Merry Harun, Canon Division Director PT Datascrip

Tren memotret kini semakin populer seiring dengan berkembangan media sosial. Bagi sebagian orang, memotret keseharian sudah menjadi bagian dari gaya hidup. Hal ini tentu berdampak positif pada industri kamera, khususnya mirrorless yang dinilai lebih ringkas dan menarik bagi para penggiat sosial media dibandingkan dengan kamera DSLR.

Yase Defirsa Cory, Marketing Manager Datascrip,  menjelaskan kepada SWA Online bahwa tren kamera mirrorless sedang bertumbuh dan hampir semua brand mengeluarkan versinya masing-masing. “Sementara itu, market DSLR tidak berubah, hanya ada perebutan marketshare antara Canon dan brand kompetitor.” ungkapnya di Jakarta (22/11/2018).

Menurut Yase, peak season untuk produk kamera adalah pada kuartal IV, masa liburan. Penjualan pada bulan Oktober, November, dan Desember bisa mencapai 2 kali lipat penjualan di bulan lain. Namun, ketika kurs US$ meningkat September-Oktober lalu, permintaan cenderung turun. “Saat dollar AS naik, meski kami tidak menaikkan harga sekalipun, permintaan turun karena banyak orang yang menahan diri untuk membeli. Biasanya growth kami 50 persen ke atas, kemarin agak terganggu dengan pengaruh kenaikan dollar AS,” katanya.

Adapun target penjualan Datascrip hingga akhir tahun 2018 sebesar 85 ribu unit mirrorless dan 60 ribu DSLR. Sampai Oktober 2018, kamera mirrorless Canon sudah terjual 52 ribu unit. Sementara itu, Yase mengklaim bahwa Canon memimpin pasar DSLR sebesar 75 persen serta 30 persen di sektor kamera mirrorless.

Untuk segmen pasar anak muda,  Datascrip memasarkan mirrorless Canon EOS M100 yang hadir dalam 4 varian warna (abu, putih, hitam, dan pink). Merry Harun, Canon Division Director Datascrip, menyampaikan, “Kami menargetkan anak remaja hingga di bawah 40 tahunan, karena mereka aktif dan senang difoto. Mereka juga sangat terbiasa untuk difoto.” Salah satu strategi untuk mempromosikannya adalah dengan bekerja sama dengan figur publik yang disukai target pasar tersebut, Maudy Ayunda. Canon EOS M100 dipasarkan dengan harga 5,99 juta yang merupakan harga psikologis orang untuk membeli entry level camera.

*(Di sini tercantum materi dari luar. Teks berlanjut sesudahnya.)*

PR #68, opened 2018-11-26
Add Sentry error reporting tool

sisou:
https://sentry.io

To add more team members, we need to use a paid plan, but it has a free trial. Just tell me if I should add you.

### DIFF
--- a/src/views/ErrorHandler.vue
+++ b/src/views/ErrorHandler.vue
@@ -3,6 +3,7 @@
 <script lang="ts">
 import { Component, Vue } from 'vue-property-decorator';
 import { State } from 'vuex-class';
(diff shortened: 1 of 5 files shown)


src/views/ErrorHandler.vue
```diff
@@ -11,6 +12,8 @@ export default class ErrorHandler extends Vue {
     public async created() {
         if (this.keyguardResult instanceof Error) {
             if (!this.requestSpecificErrors()) {
+                Sentry.captureException(this.keyguardResult);
```
Bettelstab: Could it possibly make more sense to capture errors in $rpc.reject()?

Menurut Merry, tren kamera ke depan akan mengusung warna-warna stylish karena kini kamera tidak hanya dipakai untuk memotret saja, tapi juga bisa dijadikan aksesoris dalam bergaya. “Namun, untuk para (fotografer) profesional, mereka tidak terpengaruh hal tersebut, tapi lebih pada fungsi yang mereka perlukan,” ujarnya menutup penjelasan.

 

Editor : Eva Martha Rahayu

www.swa.co.id

Leave a Reply

Sign In

Get the most out of SWA by signing in to your account

(close)

Register

Have an account? Sign In
(close)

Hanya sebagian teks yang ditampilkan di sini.